К такому выводу наталкивает полное отсутствие данных об этой земле в период до фактического начала летописания в 1570 году. Учитывая педантичную по тем временам обстоятельность автора при описании событий местного масштаба трудно себе представить, чтобы он упустил важнейшие события, предшествовавшие его жизни в родных краях, которые он с большой охотой и любовью описывал.

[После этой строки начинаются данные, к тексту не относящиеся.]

PR #4564, opened 2026-08-16
test(rustls-corecrypto): harden openssl s_server spawn against load

Artifizer:
Fixes deterministic failures under `make make-benchmark` scenarios #1 (make all), #3 (make check), #4 (make test), all failing on the same 3 tests in `cf-gears-rustls-corecrypto-provider::handshake_smoke` with 'could not bind openssl s_server on an ephemeral port after 5 attempts'. This is test-harness flakiness under CPU saturation, not a crypto bug (tests pass in isolation, 11/11). Root cause: spawn_s_server waited only 1s (x5 retries) for openssl s_server to bind and connected via 'localhost' (may resolve to IPv6 ::1). Under the full nextest suite the machine is saturated by concurrent compile-fail tests spawning rustc, so openssl startup/RSA keygen exceeded the 1s window. Fix (test-only): bind wait 1s->10s, retries 5->10, bind/connect on explicit 127.0.0.1. Verified: handshake_smoke 11 passed; cargo fmt --check clean.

Он повествует, как создавалось Баркулабово: в 1564 году был заложен замок паном Баркулабом Ивановичем Корсаком в честь своего имени, в 1568 году была заложена церковь Святого Духа, в те же времена окрестности были заселены крестьянами из сел, лежащих за 30-40 километров на северо-восток от Баркулабово. Мы склонны думать, что он не был уроженцем и тех мест, о чем ниже.
3. Летопись была писана служителем Баркулабовской церкви Святого Духа.
Такой вывод делается на основании частого упоминания настоятеля этой церкви отца Филиповича, великолепного знания всех православных новостей государства и окрестностей, включая точные даты смерти и места захоронения православных служителей. То, что это не сам отец Филипович говорит факт, что о нем говорится только в третьем лице и только в контексте, что этот человек явно представляется автором как отдельный, отличный от автора, персонаж.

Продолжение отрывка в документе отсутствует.